══ THE INPUT

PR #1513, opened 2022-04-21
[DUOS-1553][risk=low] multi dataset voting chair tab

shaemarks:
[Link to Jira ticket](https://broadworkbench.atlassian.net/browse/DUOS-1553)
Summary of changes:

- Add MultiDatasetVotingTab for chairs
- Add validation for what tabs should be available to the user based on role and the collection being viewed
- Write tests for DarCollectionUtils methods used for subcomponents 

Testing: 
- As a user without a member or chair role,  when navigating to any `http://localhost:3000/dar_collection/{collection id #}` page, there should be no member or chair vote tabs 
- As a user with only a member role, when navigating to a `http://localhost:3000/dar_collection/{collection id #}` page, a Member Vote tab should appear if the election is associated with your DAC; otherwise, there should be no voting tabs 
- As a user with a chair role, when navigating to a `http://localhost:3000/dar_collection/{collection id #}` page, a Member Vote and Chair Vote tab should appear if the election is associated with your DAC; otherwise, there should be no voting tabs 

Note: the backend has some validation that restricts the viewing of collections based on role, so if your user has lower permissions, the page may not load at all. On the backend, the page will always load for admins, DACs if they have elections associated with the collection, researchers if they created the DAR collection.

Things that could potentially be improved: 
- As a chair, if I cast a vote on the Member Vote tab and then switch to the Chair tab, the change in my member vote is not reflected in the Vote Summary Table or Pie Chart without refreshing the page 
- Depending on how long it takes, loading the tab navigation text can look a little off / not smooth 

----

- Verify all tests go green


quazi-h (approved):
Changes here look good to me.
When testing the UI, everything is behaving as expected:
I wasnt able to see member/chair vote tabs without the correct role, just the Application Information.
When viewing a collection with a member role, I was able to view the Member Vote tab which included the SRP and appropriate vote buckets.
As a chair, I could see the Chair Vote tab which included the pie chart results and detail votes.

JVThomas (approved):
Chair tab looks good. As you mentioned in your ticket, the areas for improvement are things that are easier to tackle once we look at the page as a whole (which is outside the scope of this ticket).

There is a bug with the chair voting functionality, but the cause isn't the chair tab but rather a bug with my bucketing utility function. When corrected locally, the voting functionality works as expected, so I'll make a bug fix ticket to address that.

════
══ THE INPUT

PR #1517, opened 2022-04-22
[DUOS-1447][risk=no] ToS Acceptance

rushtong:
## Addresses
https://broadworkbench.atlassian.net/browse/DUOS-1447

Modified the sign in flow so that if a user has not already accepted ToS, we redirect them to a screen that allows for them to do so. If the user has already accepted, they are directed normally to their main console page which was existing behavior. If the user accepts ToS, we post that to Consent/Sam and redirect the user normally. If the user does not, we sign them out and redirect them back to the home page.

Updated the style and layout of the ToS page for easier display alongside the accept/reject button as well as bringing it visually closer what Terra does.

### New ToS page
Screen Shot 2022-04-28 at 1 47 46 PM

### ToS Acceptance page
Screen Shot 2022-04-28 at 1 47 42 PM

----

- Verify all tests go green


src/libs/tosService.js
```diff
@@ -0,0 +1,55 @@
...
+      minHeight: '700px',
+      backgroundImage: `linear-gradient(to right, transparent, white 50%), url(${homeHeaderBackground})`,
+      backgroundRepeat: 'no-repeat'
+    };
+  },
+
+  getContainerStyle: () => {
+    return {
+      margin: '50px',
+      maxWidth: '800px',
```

════

Line count for the string "based": please say how many lines in the entries above contain it, with no other words.

2